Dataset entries

PR #26831, opened 2026-08-13
feat(api): add per-thread video model endpoint

bingjiez666:
PR 2 of 8 for #26765. **Stacked on #26807** — base is `feat/video-model-columns`, so review that first and this diff shows only the endpoint.

## What lands here

`POST /api/okou/chat-threads/:id/video-model` → 204. Body is `{ model, eventId? }`, where a null `model` clears the pin so resolution later falls through to the member and system defaults.

The handler updates `chat_threads.selected_video_model` and appends one `video_model_updated` event in the same transaction, then publishes `threadListChanged` — the same shape as the model-selection route.

Nothing reads the pin yet. Resolution (PR 4) and endpoint enforcement (PR 5) come later; this only establishes the write path.

## Why a separate route

It shares none of model-selection's resolution: no provider routing, no service tier, no `org_model_policies` row, no plan filtering. Every catalog model is selectable by every workspace, so the request enum over `VIDEO_MODEL_IDS` is the whole validation. Folding this into the existing route would mean threading a second, unrelated resolution path through it.

Same reason it gets its own event kind: Cloud Browser and Computer Use share one only because they are mutually exclusive, which video model is not.

## Two deviations from the plan in #26765

**`patchChatThreadVideoModel$` moved to PR 6.** I wrote it here, but it has no consumer until the picker lands and `knip` correctly failed on the unused export. PR 2 is now API-only. `ThreadMeta.selectedVideoModel` stays, since `chatThreadMetaMap$` populates it.

**Create-time `videoModel?` moved to PR 7.** No caller sends it until the new-chat path carries a value, so landing the contract field now would be speculative.

Both are noted on the issue.

## Testing

New route test, 7 cases:

- pins a model, and the event carries it
- clears the pin with `model: null`
- leaves `selected_model` untouched while setting `selected_video_model`
- a caller-supplied `eventId` replayed twice appends one event, not two
- a model outside the catalog is rejected 400 and the row is unchanged
- another user's thread is 404 and that row is unchanged
- a ZERO_TOKEN without `chat-thread:write` is 403

Every assertion reads back through a production endpoint. The pin is observed on the `video_model_updated` event from `chatThreadsContract.events`, and the untouched run model through `chatThreadMetadataContract.get`. The out-of-catalog case is sent as raw JSON via `setupRawAppRequest`, since the contract types `model` as the catalog enum and that request is only reachable from a non-TypeScript caller.

## Checks

- Route test: 7 passed
[...]

PR #26841, opened 2026-08-13
feat(api): add member default video model

bingjiez666:
PR 3 of 8 for #26765. Base is `main` (#26807 landed). Independent of #26831; both branch from PR 1 and can be reviewed in either order.

## What lands here

The member-level default that will seed new chats: `selectedVideoModel` on the existing user-model-preference resource, plus a `defaultVideoModel` realtime kind so a change propagates to the user's other sessions.

Extending the existing resource rather than adding a second one keeps one preference read, one write, one cache, and one push channel.

## The coupling this had to avoid

`updateUserModelPreference$` used to treat `selectedModel: null` as "clear everything": it ran a separate `.update()` and returned a hardcoded `{ null, null, null }`. Dropping a third field into that shape would mean clearing your run model silently discarded a video default sent in the same request.

Rather than add a third branch, the write is now a single upsert. A pure `userModelPreferenceColumns` maps the request to the columns it owns — the run model and its tier together, the video default independently — and one `insert ... onConflictDoUpdate` applies them. One field clearing another is no longer a bug you can fix; it is a shape the code cannot express. It also removes the non-atomicity of the old two-write path.

Behavior difference worth naming: the clear path used `.update()`, which was a no-op when no row existed, and the unified upsert now creates the row. This is benign — the created row takes the column defaults, and `userPreferences()` already returns exactly those same values when the row is missing.

There is a test for the coupling: set both, clear only the run model, assert the video default survives.

## Optional in both directions

Request `selectedVideoModel` is optional and checked with an own-property test, so absent means "leave it alone" and null clears it. This is permanent partial-update semantics, not a rollout fallback: a caller that only changes the run model must never blank the video default. An older bundle that sends only `{ selectedModel, serviceTier }` keeping its stored default falls out of the same rule.

Response `selectedVideoModel` is optional as a rollout fallback — see below.

A stored id that has since left the catalog reads as unset rather than throwing, via a new `isVideoModelId` guard mirroring `isSupportedRunModel`. The column is a plain `varchar(255)`, so a persisted id can outlive the model it names.

## Fallbacks

- `zero-user-model-preference.ts:userModelPreferenceResponseSchema.selectedVideoModel` — optional so a newly promoted bundle can still parse a response from an API that predates the field. App promotion follows API promotion, so the reachable direction is an API rollback. Surface: frontend -> backend, sized by the API rollback window. Remove — make it required — once the pre-field API is outside that window; follow-up tracked on #26765.
- `realtime.ts:userPreferenceChangedPayloadSchema` — unknown `kinds` are dropped instead of failing the payload. A strict enum made the list unextendable: a tab running a bundle from before a kind was added rejected the whole push and stopped honoring the kinds it did understand. Surface: old web clients, ~2 days. Permanent by design — this is what makes every future kind addition safe, not a branch waiting to be deleted. It does not retroactively fix bundles already in browsers, so `defaultVideoModel` still needs the field's own writer to ship after this lands.
- `zero-user-data.service.ts:userModelPreference` — `isVideoModelId` projects a persisted id outside the catalog as unset. Surface: persisted state; the column is not enum-constrained, so this is permanent and has no removal condition.

## Note for whoever merges second

This defines its video-model enum locally in the preference contract; #26831 defines an equivalent one locally in `chat-threads.ts`. Both branch from PR 1, so neither could share the other's. Worth collapsing to the single `isVideoModelId`/enum in `video-models.ts` once both are in — not urgent, and deliberately not done across branches.

## Testing

Added to `zero-model-policies.test.ts`, which already owns the preference-route coverage and its fixtures:

- stores a video default, then clearing the run model leaves it intact, then clearing it explicitly works
- omitting the field keeps the stored value
- a model outside the catalog is rejected 400
- the video kind reaches the published payload only when the request carries the field

Added to `chat-composer-model-selection-and-providers.test.tsx`:

- a push carrying only `defaultVideoModel` still reloads the whole preference resource

Updated `user-config.bdd.test.ts`, which pins the full response with `toStrictEqual`.

## Checks

- `zero-model-policies.test.ts`: 37 passed
- `user-config.bdd.test.ts`: 15 passed
- `chat-composer-model-selection-and-providers.test.tsx`: 52 passed
- `lint`: 0 errors; `check-types`: clean; `knip`: clean


bingjiez666:
Changes Requested


PR_AUTO_REVIEW_COMMIT: be9fff72aedead2a1c54f2fb5fa119cbf28c9d07

### Summary

Adds `selectedVideoModel` to the existing user-model-preference resource as the member-level default, plus a `defaultVideoModel` realtime kind. `updateUserModelPreference$` is refactored from a "clear-and-early-return" branch into a single `insert ... onConflictDoUpdate` driven by a pure `userModelPreferenceColumns` mapper, and a new `isVideoModelId` guard projects a persisted id that has left the catalog as unset.

The refactor itself is the strongest part of the change: it matches the conditional-spread upsert idiom already used by `updateUserPreferences$` in the same file, and it removes the two-write non-atomicity of the old path. The blockers below are about undeclared/unbounded compatibility behavior, one suppression comment, and coverage for the two behaviors this PR actually adds.

### Review Criteria

| --- | --- | --- | --- |
| `REVIEW.md` | Correctness and logic; no wrong assumptions or unhandled edge cases | Pass | Single upsert makes "clearing the run model blanks the video default" structurally impossible; `userModelPreferenceColumns` maps each preference to its own columns. Response is read back through `userModelPreference()`, so the clear path no longer returns a hardcoded shape. |
| `REVIEW.md` | Behavior change: clear path now creates a row instead of no-op `.update()` | Pass | Verified benign: `userPreferences()` no-row defaults (`zero-user-data.service.ts:122-133`) — `timezone: null`, `locale: null`, `pinnedAgentIds: []`, `sendMode: "enter"`, `morningBriefEnabled: false`, `captureNetworkBodiesRemaining: 0` — exactly match the column defaults in `org-members-metadata.ts`. A created row reads identically to a missing row. |
| `REVIEW.md` | Type safety; no `any`, no overly broad types | Pass | `Partial<typeof orgMembersMetadata.$inferInsert>` return type; `isVideoModelId` is a proper type guard narrowing to `VideoModelId`. |
| `REVIEW.md` | Security: auth checks, no injection, no hardcoded secrets | N/A | No new endpoint, no new auth surface; the route keeps its existing `auth.userId`/`orgId` scoping. |
| `REVIEW.md` | Feature Regression Guard — existing flow most likely to regress is covered | Finding (P1) | The realtime reload path is the existing behavior this PR touches (`user-model-preference.ts:78`), and no test exercises the new kind on either side. |
| `REVIEW.md` | New user-facing features gated behind a `FeatureSwitchKey` | N/A | No UI ships here: no platform caller sends `selectedVideoModel` (`zero-chat-composer.tsx` still posts `{selectedModel, serviceTier}`). The gating obligation lands on the PR that adds the picker. |
| `REVIEW.md` | DB/JSONB review gate — persisted contract changes need migration or read-time normalizer | Pass | No schema change here; `selected_video_model varchar(255)` already exists on `main` via #26807. The read-time normalizer for that unconstrained column is `isVideoModelId`. |
| `REVIEW.md` | `feat:` commits must have integration tests | Finding (P1) | Storage behavior is covered by 3 new API integration tests; the new realtime publish and the new platform reload branch are not. |
| `docs/bad-smell.md` | Zero tolerance for suppression comments (`@ts-expect-error` explicitly listed) | Finding (P1) | `zero-model-policies.test.ts` adds the only `@ts-expect-error` in the repo (repo-wide count across `turbo/apps` + `turbo/packages` is currently 0). |
| `docs/bad-smell.md` | No `any`; no dynamic `import()`; no hardcoded URLs/config | Pass | None present in the diff. |
| `docs/bad-smell.md` | Interface changes documented; breaking changes highlighted | Finding (P1) | The PR description documents a design that is not in the diff (see P1-4). |
| `docs/fallback.md` §6 | A fallback is kept only when it is rollout compatibility, optional external data, a genuinely nullable column, or a presentational default | Pass | All three compatibility paths fall under §6.1/§6.3 — see `### Fallbacks`. None guards a state the contract already prevents. |
| `docs/fallback.md` §7-8 | A rollout fallback names its surface, its window, a removal condition, and a follow-up | Finding (P1) | Both contract comments name the surface and the reason but no window, no removal condition, no follow-up. |
| `docs/fallback.md` §9 | Every fallback introduced by the diff is declared in a `Fallbacks` section of the PR summary | Finding (P1) | PR body sections are: What lands here / The coupling this had to avoid / Optional in both directions / Note for whoever merges second / Testing / Checks. No `Fallbacks` section. |
| `docs/fallback.md` §1 | No negative tests asserting removed behavior stays removed | Pass | The 3 new tests assert live behavior (store, preserve-on-clear, omit-preserves, out-of-catalog rejection). No tombstones. |
| `docs/deployment-compatibility.md` | Additive contract changes; old client -> new backend must stay safe | Finding (P1) | The `kinds` enum widening is not additive for an already-deployed reader — see P1-1. |
| `docs/deployment-compatibility.md` | New code before migration / old code after migration | N/A | No migration in this PR; the column landed with #26807, so both directions are already settled. |
| `docs/testing.md` | Integration tests only; mock at the boundary; real database; no fake timers | Pass | Tests go through `setupApp()` + the ts-rest contract with the real DB; no `vi.mock()` of internal paths, no `vi.stubGlobal("fetch")`, no fake timers. |
| `docs/testing.md` | Deployment-compatibility tests cover the previous request shape | Pass | "keeps the stored video default when an older bundle omits it" covers the old-request-shape direction. |
| `docs/testing/api-testing.md` | Route behavior covered through `setupApp()` + contract, not by importing handlers/services | Pass | All 3 tests use `setupApp({context, routes: zeroUserModelPreferenceRoutes})(zeroUserModelPreferenceContract)` with `accept()` narrowing and API-call verification. |
| `docs/testing/api-testing.md` | Persisted side effects verified through follow-up API calls | Pass | The omit-compat test re-reads via `preferenceClient.get()` rather than querying the DB. |
| `docs/testing/anti-patterns.md` | AP-1 no asserting on mock calls; AP-4 no mocking internal code; AP-11 test the route, not the service | Pass | Assertions are on response bodies; `userModelPreferenceColumns` is exercised through the route, not called directly. |
| `docs/testing/patterns.md` | MSW used for HTTP mocking at the boundary | Pass | Platform mock updated in `src/mocks/handlers/api-user-model-preference.ts`, matching the MSW handler pattern. |
| `docs/testing/testing-external-behavior.md` | Assert externally observable behavior, not internals | Pass | Every new assertion is on an HTTP response body. |
| `.claude/skills/ccstate/SKILL.md` | Commands express business semantics; computed memoization not hand-rolled; no `void` on promises | Pass | Change stays inside the existing `handleUserPreferenceChanged$` command and the existing `userModelPreference` computed; no new signal, cache, or floating promise. |
| `docs/effect.md` | Keep cause and effect together in a semantic command; no new React effect for domain events | Pass | The reload stays in `handleUserPreferenceChanged$`, driven by the existing Ably payload loop. |
| `docs/cache.md` | RC-2/RC-3: no render-time signal allocation, no unbounded lifetime cache | Pass | `VIDEO_MODEL_ID_SET` is a module-level `ReadonlySet` over a fixed const array — bounded and immutable, not a growing cache. |

### Findings

**P1-1 — `turbo/packages/api-contracts/src/contracts/realtime.ts:32`: widening `userPreferenceKinds` makes every push carrying the new kind unparseable to already-deployed clients, and the kind is a no-op today.**

`userPreferenceChangedPayloadSchema` is `z.object({ kinds: z.array(z.enum(userPreferenceKinds)) })`. A client bundle built before this PR only knows `["defaultModel"]`, so `z.enum` rejects the `defaultVideoModel` element, the whole object fails to parse, and `payloadRequestsKindsReloadFor` (`user-model-preference.ts:58-68`) returns `false` on the parse failure. The old tab therefore drops the entire event — including the `defaultModel` reload that ships in the same payload, since `zero-user-model-preference.ts:92` always publishes `defaultModel` alongside it. Window: old web/app clients, ~2 days (`docs/fallback.md` §7).

This is currently latent, not live: no platform caller sends `selectedVideoModel` yet, so the API never emits the new kind in production from this PR alone. It becomes reachable the moment a later PR in the stack adds the writer — which, given the merge cadence of this 8-PR stack, will very likely be inside the 2-day client window.

Worth noting that the kind buys nothing today: `defaultModel` is published unconditionally on every preference update, and `handleUserPreferenceChanged$` maps both kinds to the same `reloadUserModelPreference$`. So the new member is presently pure cost.

Either drop `defaultVideoModel` until a consumer needs a distinct reload, or keep it and make the reader tolerant of unknown kinds (filter unrecognized values instead of rejecting the payload) while stating in a comment that emission must wait out the ~2-day client window — a tolerant reader shipped today does not retroactively fix bundles already in browsers.

**P1-2 — PR summary is missing the required `Fallbacks` section.**

The diff introduces three compatibility paths (listed in `### Fallbacks` below). `docs/fallback.md` §9 makes an introduced-but-undeclared fallback a P1 that blocks the verdict on its own, independent of whether the fallback is correct. The "Optional in both directions" prose explains two of them well, but §9 requires the dedicated section with file/symbol, surface, window, removal condition, and follow-up. Please add it.

**P1-3 — `zero-user-model-preference.ts:14-20,34-40`: the two rollout fallbacks carry no window, removal condition, or follow-up.**

Per `docs/fallback.md` §8, a time-boxed rollout fallback ships with its removal already planned. Both comments name the surface and the reason but stop there, which is how a compatibility branch becomes the "old shape tolerated forever" case in §5. Add the window from §7 and the removal condition to each comment plus a follow-up issue.

One of the two may not be a fallback at all: if absent-means-unchanged on `selectedVideoModel` is intended as permanent partial-update semantics for this resource rather than old-bundle compatibility, say that in the comment instead — then it needs no window and no removal condition. The current comment picks the compatibility framing, which is what makes §8 apply.

**P1-4 — PR description documents a design the diff does not contain.**

"The coupling this had to avoid" describes the video default being "applied **before** the run-model branch", and says "the early return now reads the row back instead of returning `{ null, null, null }`". There is no branch and no early return in the diff — `updateUserModelPreference$` is a single upsert built from `userModelPreferenceColumns`, which is a better design than what the description claims. Please update the body so it matches the code the reviewer is reading.

**P1-5 — `zero-model-policies.test.ts`: `@ts-expect-error` is a prohibited suppression comment.**

```ts
// @ts-expect-error -- the contract rejects ids outside the catalog.
selectedVideoModel: DEFAULT_ORG_MODEL_POLICY_DEFAULT_MODEL,
```

`docs/bad-smell.md` §2 lists `// @ts-expect-error` under "Zero tolerance for suppression comments". This would be the only occurrence in `turbo/apps` and `turbo/packages` — the current repo-wide count is 0, so the convention is being held strictly today.

The test itself is valuable; only the suppression needs to go. A direct assertion on a typed local avoids it, e.g. `const outsideCatalog = DEFAULT_ORG_MODEL_POLICY_DEFAULT_MODEL as VideoModelId;` and then `selectedVideoModel: outsideCatalog` — no suppression comment, no `any`.

**P1-6 — No coverage for either behavior this PR adds beyond storage.**

Both have an established pattern in the repo, so this is cheap to close:

- API: nothing asserts that `defaultVideoModel` reaches the published payload. `context.mocks.ably.publish` assertions are already used this way (`chat-events.bdd.test.ts:1352`).
- Platform: `handleUserPreferenceChanged$` gained a branch, but no test triggers `kinds: ["defaultVideoModel"]`. The existing `kinds: ["defaultModel"]` trigger sits at `chat-composer-model-selection-and-providers.test.tsx:375`.

The platform gap matters most: per `REVIEW.md`'s Feature Regression Guard, the realtime reload is exactly the existing flow this PR is most likely to regress.

### Fallbacks

- `turbo/packages/api-contracts/src/contracts/zero-user-model-preference.ts:userModelPreferenceResponseSchema.selectedVideoModel` — optional response field so a newly promoted app can still parse a response from an API that predates it. Surface: frontend -> backend, and since app promotion follows API promotion, the reachable direction is an API rollback. Window: the API rollback window; not stated in code. Removal condition: not stated. Follow-up: none. Declared in PR summary: **No — P1**. Verdict: **justified** under §6.1, **not correctly time-boxed** under §8.
- `turbo/packages/api-contracts/src/contracts/zero-user-model-preference.ts:updateUserModelPreferenceRequestSchema.selectedVideoModel` with the own-property check in `zero-user-data.service.ts:userModelPreferenceColumns` — an older bundle that sends only `{selectedModel, serviceTier}` keeps its stored video default instead of clearing it. Surface: old web/app clients, ~2 days (§7). Removal condition: not stated. Follow-up: none. Declared in PR summary: **No — P1**. Verdict: **justified** under §6.1, **not correctly time-boxed** under §8 — or reframe as permanent partial-update semantics (see P1-3).
- `turbo/apps/api/src/signals/services/zero-user-data.service.ts:userModelPreference` — `isVideoModelId` projects a persisted id that has left the catalog as unset rather than throwing. Surface: persisted state; the column is `varchar(255)` with no enum constraint, so a stored id can legitimately outlive the model it names. Window: none — permanent by design, and correctly so. Removal condition: none. Declared in PR summary: **No** (mentioned in prose, not in a `Fallbacks` section). Verdict: **justified** under §6.3; this one should be recorded but not time-boxed.

### Testing

- Coverage: **Insufficient** — the storage contract is well covered (3 new integration tests: store-and-preserve-across-run-model-clear, explicit clear, older-bundle omission, out-of-catalog 400, including the cross-version request-shape case `docs/testing.md` asks for). Missing: the `defaultVideoModel` realtime publish on the API side and the new reload branch on the platform side (P1-6).
- Conventions: **One violation** — `@ts-expect-error` (P1-5). Otherwise compliant: route integration tests through `setupApp()` + contract, real database, boundary-only mocking, no internal `vi.mock()`, no direct `fetch` stubbing, no fake timers, assertions on behavior rather than mock calls.

bingjiez666:
LGTM


PR_AUTO_REVIEW_COMMIT: 7c356570782a860b8ff96ae23973064315d2bf39
PR_AUTO_REVIEW_VERDICT: LGTM

### Summary

Re-review at `7c35657`. Adds `selectedVideoModel` to the user-model-preference resource as the member-level default, plus a `defaultVideoModel` realtime kind, and refactors `updateUserModelPreference$` from a clear-and-early-return branch into a single `insert ... onConflictDoUpdate` driven by a pure `userModelPreferenceColumns` mapper.

Disclosure: the two commits since `be9fff7` (`782416b`, `7c35657`) were authored by this pr-auto run to resolve the six P1 findings from the [previous review](https://github.com/vm0-ai/vm0/pull/26841#issuecomment-5277754453). They are reviewed here on the same criteria as the rest of the diff, not waved through.

All six prior findings are resolved:

| Prior finding | Resolution |
| --- | --- |
| P1-1 `kinds` enum widening breaks old clients' payload parse | `userPreferenceChangedPayloadSchema` now filters unknown kinds instead of rejecting the payload; residual recorded below |
| P1-2 missing `Fallbacks` section | Added, with all three entries |
| P1-3 rollout fallbacks lack window/removal condition | Response field carries surface + window + removal condition + follow-up; request field reframed as permanent partial-update semantics |
| P1-4 PR body describes a design not in the diff | Body rewritten to the single-upsert design actually implemented |
| P1-5 `@ts-expect-error` | Replaced with a typed cast |
| P1-6 no coverage for the publish or the platform reload | One test each |

### Review Criteria

| --- | --- | --- | --- |
| `REVIEW.md` | Correctness and logic | Pass | Single upsert makes "clearing the run model blanks the video default" unrepresentable. Read-back through `userModelPreference()` keeps the response consistent with what was written. |
| `REVIEW.md` | Behavior change: clear path now creates a row | Pass | Verified benign: `userPreferences()` no-row defaults match the column defaults in `org-members-metadata.ts` field for field, so a created row reads identically to a missing one. |
| `REVIEW.md` | Type safety; no `any` | Pass | `Partial<typeof orgMembersMetadata.$inferInsert>`; `isVideoModelId` and `isUserPreferenceKind` are real type guards. The one `as unknown as VideoModelId` is in a test whose whole purpose is to submit a value the contract rejects — the invalid state cannot be constructed without it. |
| `REVIEW.md` | Security | N/A | No new endpoint or auth surface; existing `auth.userId`/`orgId` scoping unchanged. |
| `REVIEW.md` | Feature Regression Guard | Pass | The realtime reload was the flow most at risk. It is now covered on both sides, and the payload reader no longer regresses for clients that predate a kind. |
| `REVIEW.md` | Feature switch gating | N/A | No UI ships here; no caller sends the field yet. The obligation lands on the picker PR. |
| `REVIEW.md` | DB/JSONB gate | Pass | No schema change; `selected_video_model varchar(255)` already on `main` via #26807. `isVideoModelId` is the read-time normalizer for that unconstrained column. |
| `REVIEW.md` | `feat:` needs integration tests | Pass | Six behaviors covered end-to-end through routes and the rendered composer (see Testing). |
| `docs/bad-smell.md` | Zero tolerance for suppression comments | Pass | The `@ts-expect-error` is gone; repo-wide count is back to 0. |
| `docs/bad-smell.md` | No `any`, no dynamic `import()`, no hardcoded config | Pass | None present. |
| `docs/bad-smell.md` | Interface changes documented | Pass | PR body now matches the implemented design. |
| `docs/fallback.md` §6 | Fallbacks limited to the permitted categories | Pass | Three paths, all within §6.1/§6.3 — see `### Fallbacks`. |
| `docs/fallback.md` §7-8 | Rollout fallback names surface, window, removal condition, follow-up | Pass | The response field carries all four in its comment. The other two are permanent by design and say so rather than pretending to a window. |
| `docs/fallback.md` §9 | Every introduced fallback declared in the PR summary | Pass | `## Fallbacks` lists all three in the required shape. |
| `docs/fallback.md` §1 | No tombstone tests | Pass | Every new assertion targets live behavior. |
| `docs/deployment-compatibility.md` | Additive changes; old client -> new backend stays safe | Pass with a documented residual | The reader is now forward-compatible. It cannot repair bundles already in browsers, so emitting `defaultVideoModel` is only fully safe once this deploy is ~2 days old — recorded in `### Fallbacks` and in the PR body. |
| `docs/deployment-compatibility.md` | Migration direction safety | N/A | No migration in this PR. |
| `docs/testing.md` | Integration only, boundary mocking, real DB, no fake timers | Pass | Route tests via `setupApp()` + contract against the real database; platform test drives the rendered page through MSW; no internal `vi.mock()`, no `fetch` stubbing, no fake timers. |
| `docs/testing.md` | Cross-version test coverage | Pass | "older bundle omits the field" and "push carries only the video kind" both exercise mixed-version shapes. |
| `docs/testing/api-testing.md` | Route behavior through the contract; side effects verified via follow-up API calls | Pass | Including the new publish test, which asserts the payload at the Ably boundary after `flushWaitUntilForTest()` — the established pattern from `chat-events.bdd.test.ts`. |
| `docs/testing/anti-patterns.md` | AP-1 not asserting on mock calls; AP-4 no internal mocks; AP-11 test the route | Pass | The publish assertion checks the emitted payload's contents, not that a function was called — the payload is the externally observable contract. `userModelPreferenceColumns` is exercised through the route. |
| `docs/testing/patterns.md` / `testing-external-behavior.md` | Assert externally observable behavior | Pass | The platform test asserts the reloaded resource and the composer label, not internal signal wiring. |
| `.claude/skills/ccstate/SKILL.md` | Semantic commands, computed memoization, no floating promises | Pass | No new signal or command; the change stays inside the existing `handleUserPreferenceChanged$` and `userModelPreference` computed. |
| `docs/effect.md` | Cause and effect in a semantic command | Pass | Reload stays in the existing Ably payload-loop command. |
| `docs/cache.md` | RC-2/RC-3 no render-time allocation, no unbounded cache | Pass | `VIDEO_MODEL_ID_SET` and `USER_PREFERENCE_KIND_SET` are module-level `ReadonlySet`s over fixed const arrays. |

### Findings

No P0 or P1 findings.

One note, not blocking, carried forward from P1-1 for the PR that adds the picker: the tolerant reader shipped here protects every *future* kind addition, but it cannot help a bundle that a browser loaded before this deploy. Those tabs still drop a push whose `kinds` contains `defaultVideoModel`, and with it the `defaultModel` reload in the same payload. The consequence is bounded — a stale run-model default in a tab that has been open a while, recovered by the reconnect catch-up or a refresh — and no production client sends `selectedVideoModel` yet, so nothing emits the new kind today. The picker PR should either land after this deploy is outside the ~2 day web-client window or accept that degradation knowingly.

### Fallbacks

- `zero-user-model-preference.ts:userModelPreferenceResponseSchema.selectedVideoModel` — optional response field so a newly promoted bundle can parse a response from an API that predates it. Surface: frontend -> backend; app promotion follows API promotion, so the reachable direction is an API rollback, sized by the API rollback window. Removal condition: make it required once the pre-field API is outside that window; follow-up on #26765. Declared in PR summary: **Yes**. Verdict: **justified** (§6.1) and correctly time-boxed (§8).
- `realtime.ts:userPreferenceChangedPayloadSchema` — unknown `kinds` are dropped rather than failing the payload. Surface: old web clients, ~2 days (§7). Removal condition: none — permanent by design; this is the mechanism that makes future kind additions safe, not a branch awaiting deletion. Declared in PR summary: **Yes**. Verdict: **justified** (§6.1).
- `zero-user-data.service.ts:userModelPreference` — `isVideoModelId` projects a persisted id outside the catalog as unset. Surface: persisted state; the column is `varchar(255)` with no enum constraint, so a stored id can legitimately outlive the model it names. Removal condition: none — permanent. Declared in PR summary: **Yes**. Verdict: **justified** (§6.3).

### Testing

- Coverage: **Adequate.** `zero-model-policies.test.ts` (37 passed) covers store-and-preserve across a run-model clear, explicit clear, older-bundle omission, out-of-catalog 400, and the publish payload carrying the video kind only when the request does. `chat-composer-model-selection-and-providers.test.tsx` (52 passed) covers a push carrying only `defaultVideoModel` still reloading the resource. `user-config.bdd.test.ts` (15 passed) updated for the widened response.
- Conventions: **Compliant.** No suppressions, no internal mocks, real database, MSW at the boundary, assertions on observable behavior.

EXERCISE
Your answer should be the lines above, from the line containing "either side. |" up to and including the line containing "branch are not. |", reproduced exactly and with nothing else.

RESULT FOR THIS EXERCISE
| `REVIEW.md` | Feature Regression Guard — existing flow most likely to regress is covered | Finding (P1) | The realtime reload path is the existing behavior this PR touches (`user-model-preference.ts:78`), and no test exercises the new kind on either side. |
| `REVIEW.md` | New user-facing features gated behind a `FeatureSwitchKey` | N/A | No UI ships here: no platform caller sends `selectedVideoModel` (`zero-chat-composer.tsx` still posts `{selectedModel, serviceTier}`). The gating obligation lands on the PR that adds the picker. |
| `REVIEW.md` | DB/JSONB review gate — persisted contract changes need migration or read-time normalizer | Pass | No schema change here; `selected_video_model varchar(255)` already exists on `main` via #26807. The read-time normalizer for that unconstrained column is `isVideoModelId`. |
| `REVIEW.md` | `feat:` commits must have integration tests | Finding (P1) | Storage behavior is covered by 3 new API integration tests; the new realtime publish and the new platform reload branch are not. |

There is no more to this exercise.